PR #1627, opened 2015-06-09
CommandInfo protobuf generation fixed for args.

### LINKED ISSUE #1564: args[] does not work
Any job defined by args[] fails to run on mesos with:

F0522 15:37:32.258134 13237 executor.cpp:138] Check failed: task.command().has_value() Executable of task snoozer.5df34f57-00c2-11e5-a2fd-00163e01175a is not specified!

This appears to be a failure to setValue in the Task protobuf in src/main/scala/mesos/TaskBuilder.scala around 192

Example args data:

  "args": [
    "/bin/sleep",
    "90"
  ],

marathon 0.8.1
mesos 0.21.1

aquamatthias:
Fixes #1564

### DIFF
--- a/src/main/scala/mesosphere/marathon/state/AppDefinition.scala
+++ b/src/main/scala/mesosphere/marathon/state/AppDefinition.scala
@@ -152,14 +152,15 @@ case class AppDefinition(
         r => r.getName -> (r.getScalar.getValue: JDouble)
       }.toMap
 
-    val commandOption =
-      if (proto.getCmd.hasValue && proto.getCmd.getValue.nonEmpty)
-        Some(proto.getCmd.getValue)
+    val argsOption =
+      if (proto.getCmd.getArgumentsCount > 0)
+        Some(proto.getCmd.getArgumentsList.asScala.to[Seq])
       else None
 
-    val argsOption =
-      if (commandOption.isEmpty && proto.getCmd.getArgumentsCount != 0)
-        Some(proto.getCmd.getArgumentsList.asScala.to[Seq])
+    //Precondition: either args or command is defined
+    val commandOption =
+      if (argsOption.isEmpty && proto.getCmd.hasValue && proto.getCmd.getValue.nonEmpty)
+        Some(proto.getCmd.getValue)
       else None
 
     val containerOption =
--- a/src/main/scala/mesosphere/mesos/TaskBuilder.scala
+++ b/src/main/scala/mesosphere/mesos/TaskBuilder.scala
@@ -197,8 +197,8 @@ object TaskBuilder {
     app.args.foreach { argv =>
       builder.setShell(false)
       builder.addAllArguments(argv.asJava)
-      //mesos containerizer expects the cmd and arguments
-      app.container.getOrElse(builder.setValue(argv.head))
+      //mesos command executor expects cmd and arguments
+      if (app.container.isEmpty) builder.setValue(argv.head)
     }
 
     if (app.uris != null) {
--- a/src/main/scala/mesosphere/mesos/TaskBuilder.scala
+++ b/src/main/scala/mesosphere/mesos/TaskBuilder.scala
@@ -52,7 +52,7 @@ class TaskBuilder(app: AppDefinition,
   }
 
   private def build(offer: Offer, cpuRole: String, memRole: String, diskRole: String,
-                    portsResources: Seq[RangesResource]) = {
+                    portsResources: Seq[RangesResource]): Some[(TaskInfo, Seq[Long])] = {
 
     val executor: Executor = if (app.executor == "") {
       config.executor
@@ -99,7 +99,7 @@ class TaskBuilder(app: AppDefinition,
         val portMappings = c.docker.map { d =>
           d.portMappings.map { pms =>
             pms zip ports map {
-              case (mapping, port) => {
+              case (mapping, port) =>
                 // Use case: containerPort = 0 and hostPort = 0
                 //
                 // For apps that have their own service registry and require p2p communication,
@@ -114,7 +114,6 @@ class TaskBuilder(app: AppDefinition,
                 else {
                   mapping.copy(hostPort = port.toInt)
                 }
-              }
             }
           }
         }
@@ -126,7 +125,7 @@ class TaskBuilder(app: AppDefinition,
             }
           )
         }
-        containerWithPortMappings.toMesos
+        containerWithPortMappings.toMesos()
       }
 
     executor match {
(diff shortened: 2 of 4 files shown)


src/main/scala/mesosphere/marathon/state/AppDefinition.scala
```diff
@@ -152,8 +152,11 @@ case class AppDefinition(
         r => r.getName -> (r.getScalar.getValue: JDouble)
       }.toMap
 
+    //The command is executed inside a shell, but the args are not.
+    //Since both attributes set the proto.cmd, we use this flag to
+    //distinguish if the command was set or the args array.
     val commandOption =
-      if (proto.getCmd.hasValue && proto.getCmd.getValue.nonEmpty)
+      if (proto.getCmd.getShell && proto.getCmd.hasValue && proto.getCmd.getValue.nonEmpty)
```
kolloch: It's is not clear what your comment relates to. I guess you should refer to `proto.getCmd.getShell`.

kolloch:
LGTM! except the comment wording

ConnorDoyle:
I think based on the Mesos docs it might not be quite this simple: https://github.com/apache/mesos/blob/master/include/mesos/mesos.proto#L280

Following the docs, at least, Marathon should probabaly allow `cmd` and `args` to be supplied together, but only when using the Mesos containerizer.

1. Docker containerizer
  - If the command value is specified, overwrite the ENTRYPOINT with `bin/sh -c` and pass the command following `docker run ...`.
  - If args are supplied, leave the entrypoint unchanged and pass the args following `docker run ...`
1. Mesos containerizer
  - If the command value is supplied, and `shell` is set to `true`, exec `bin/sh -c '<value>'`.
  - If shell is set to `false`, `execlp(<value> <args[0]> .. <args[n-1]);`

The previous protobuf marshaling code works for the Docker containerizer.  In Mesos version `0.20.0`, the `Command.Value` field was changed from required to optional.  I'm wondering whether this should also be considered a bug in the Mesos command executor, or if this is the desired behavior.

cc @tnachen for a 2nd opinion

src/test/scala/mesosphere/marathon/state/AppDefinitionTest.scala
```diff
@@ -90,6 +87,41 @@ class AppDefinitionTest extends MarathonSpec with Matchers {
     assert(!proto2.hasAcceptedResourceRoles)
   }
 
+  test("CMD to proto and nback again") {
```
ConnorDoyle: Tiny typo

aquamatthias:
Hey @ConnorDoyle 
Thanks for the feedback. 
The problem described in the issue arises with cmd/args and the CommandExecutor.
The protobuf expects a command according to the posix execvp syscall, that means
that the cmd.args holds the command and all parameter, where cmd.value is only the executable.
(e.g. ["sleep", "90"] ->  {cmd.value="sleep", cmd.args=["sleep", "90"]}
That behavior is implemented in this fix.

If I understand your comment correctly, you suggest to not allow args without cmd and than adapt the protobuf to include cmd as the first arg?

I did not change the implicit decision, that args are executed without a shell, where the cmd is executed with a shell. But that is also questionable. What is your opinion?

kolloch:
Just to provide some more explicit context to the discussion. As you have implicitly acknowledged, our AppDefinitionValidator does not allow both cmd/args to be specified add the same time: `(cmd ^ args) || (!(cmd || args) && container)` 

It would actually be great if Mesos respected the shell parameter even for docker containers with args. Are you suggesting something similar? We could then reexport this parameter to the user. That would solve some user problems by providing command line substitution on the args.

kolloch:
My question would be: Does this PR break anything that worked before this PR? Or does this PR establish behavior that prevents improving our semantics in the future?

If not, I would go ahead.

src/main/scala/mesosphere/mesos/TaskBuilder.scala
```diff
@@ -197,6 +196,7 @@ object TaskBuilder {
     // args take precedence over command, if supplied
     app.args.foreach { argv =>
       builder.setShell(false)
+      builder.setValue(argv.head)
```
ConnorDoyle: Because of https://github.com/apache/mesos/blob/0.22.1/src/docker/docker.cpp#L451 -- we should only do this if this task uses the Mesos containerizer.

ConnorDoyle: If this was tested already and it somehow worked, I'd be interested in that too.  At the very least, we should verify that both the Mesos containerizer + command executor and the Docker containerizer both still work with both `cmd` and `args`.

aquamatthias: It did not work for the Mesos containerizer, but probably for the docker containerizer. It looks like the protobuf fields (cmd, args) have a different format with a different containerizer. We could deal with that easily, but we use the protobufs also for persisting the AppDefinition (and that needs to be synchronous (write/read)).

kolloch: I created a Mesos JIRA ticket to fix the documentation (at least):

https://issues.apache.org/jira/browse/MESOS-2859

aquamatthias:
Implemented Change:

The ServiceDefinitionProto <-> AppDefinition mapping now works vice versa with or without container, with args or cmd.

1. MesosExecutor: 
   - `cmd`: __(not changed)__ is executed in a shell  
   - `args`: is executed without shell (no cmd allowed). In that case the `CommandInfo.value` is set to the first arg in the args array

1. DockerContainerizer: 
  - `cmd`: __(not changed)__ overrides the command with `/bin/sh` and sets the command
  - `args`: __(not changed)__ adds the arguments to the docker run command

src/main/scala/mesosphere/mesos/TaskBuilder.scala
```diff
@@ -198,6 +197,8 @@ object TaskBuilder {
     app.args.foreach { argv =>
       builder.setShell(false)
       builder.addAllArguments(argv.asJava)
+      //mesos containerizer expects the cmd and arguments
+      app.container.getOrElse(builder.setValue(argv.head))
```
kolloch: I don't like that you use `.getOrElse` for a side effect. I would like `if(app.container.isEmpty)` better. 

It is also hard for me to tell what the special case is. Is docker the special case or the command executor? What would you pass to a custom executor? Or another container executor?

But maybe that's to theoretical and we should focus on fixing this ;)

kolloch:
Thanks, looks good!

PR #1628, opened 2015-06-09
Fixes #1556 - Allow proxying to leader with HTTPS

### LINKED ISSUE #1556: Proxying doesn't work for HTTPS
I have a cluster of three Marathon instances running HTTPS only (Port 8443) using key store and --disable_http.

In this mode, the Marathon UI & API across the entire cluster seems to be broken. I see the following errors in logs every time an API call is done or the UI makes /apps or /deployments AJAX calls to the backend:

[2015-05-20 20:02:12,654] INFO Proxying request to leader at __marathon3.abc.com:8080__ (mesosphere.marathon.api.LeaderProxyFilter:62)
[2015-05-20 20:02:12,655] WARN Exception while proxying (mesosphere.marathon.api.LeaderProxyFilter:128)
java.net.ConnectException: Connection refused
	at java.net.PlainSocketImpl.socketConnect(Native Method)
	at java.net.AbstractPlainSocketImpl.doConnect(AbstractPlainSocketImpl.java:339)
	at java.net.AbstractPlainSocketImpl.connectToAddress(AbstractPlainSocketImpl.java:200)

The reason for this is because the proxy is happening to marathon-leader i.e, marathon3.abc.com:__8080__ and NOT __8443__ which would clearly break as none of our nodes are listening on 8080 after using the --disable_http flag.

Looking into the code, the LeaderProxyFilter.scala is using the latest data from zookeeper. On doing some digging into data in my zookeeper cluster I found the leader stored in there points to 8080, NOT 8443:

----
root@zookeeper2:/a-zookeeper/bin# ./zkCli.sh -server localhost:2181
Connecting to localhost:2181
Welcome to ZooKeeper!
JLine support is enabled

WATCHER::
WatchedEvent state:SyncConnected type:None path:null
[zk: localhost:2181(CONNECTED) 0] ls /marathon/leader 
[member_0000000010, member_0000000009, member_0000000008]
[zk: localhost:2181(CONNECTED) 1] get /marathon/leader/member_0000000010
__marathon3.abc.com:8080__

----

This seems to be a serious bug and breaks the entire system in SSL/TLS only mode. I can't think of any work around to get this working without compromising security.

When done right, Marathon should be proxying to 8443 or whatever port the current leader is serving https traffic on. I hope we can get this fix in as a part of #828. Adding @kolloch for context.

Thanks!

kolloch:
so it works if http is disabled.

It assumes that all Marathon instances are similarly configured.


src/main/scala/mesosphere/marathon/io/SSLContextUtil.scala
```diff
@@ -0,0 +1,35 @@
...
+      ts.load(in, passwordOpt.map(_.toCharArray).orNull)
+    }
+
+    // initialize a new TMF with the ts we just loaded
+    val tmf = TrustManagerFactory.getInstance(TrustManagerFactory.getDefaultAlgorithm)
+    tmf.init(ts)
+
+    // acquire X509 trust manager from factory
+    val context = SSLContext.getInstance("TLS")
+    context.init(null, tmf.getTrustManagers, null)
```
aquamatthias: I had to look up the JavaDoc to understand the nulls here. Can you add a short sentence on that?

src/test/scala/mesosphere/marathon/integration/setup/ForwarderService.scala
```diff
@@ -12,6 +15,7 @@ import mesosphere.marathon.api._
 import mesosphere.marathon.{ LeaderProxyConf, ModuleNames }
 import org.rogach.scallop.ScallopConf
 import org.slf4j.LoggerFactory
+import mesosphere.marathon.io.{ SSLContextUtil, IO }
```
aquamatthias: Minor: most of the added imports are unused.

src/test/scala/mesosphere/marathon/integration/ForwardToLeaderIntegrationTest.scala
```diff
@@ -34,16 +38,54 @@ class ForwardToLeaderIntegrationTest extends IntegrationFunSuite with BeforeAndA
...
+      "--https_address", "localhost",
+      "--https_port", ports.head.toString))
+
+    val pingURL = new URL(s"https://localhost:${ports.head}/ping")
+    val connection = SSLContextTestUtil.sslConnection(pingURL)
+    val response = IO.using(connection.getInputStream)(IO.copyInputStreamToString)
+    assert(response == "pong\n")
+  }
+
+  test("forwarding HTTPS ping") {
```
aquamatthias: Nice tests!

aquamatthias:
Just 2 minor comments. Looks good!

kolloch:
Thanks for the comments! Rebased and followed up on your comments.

**Exercise directions**
Above are the entries; copy every line among them that contains the word "behavior".

**Response area**
The previous protobuf marshaling code works for the Docker containerizer.  In Mesos version `0.20.0`, the `Command.Value` field was changed from required to optional.  I'm wondering whether this should also be considered a bug in the Mesos command executor, or if this is the desired behavior.
That behavior is implemented in this fix.
My question would be: Does this PR break anything that worked before this PR? Or does this PR establish behavior that prevents improving our semantics in the future?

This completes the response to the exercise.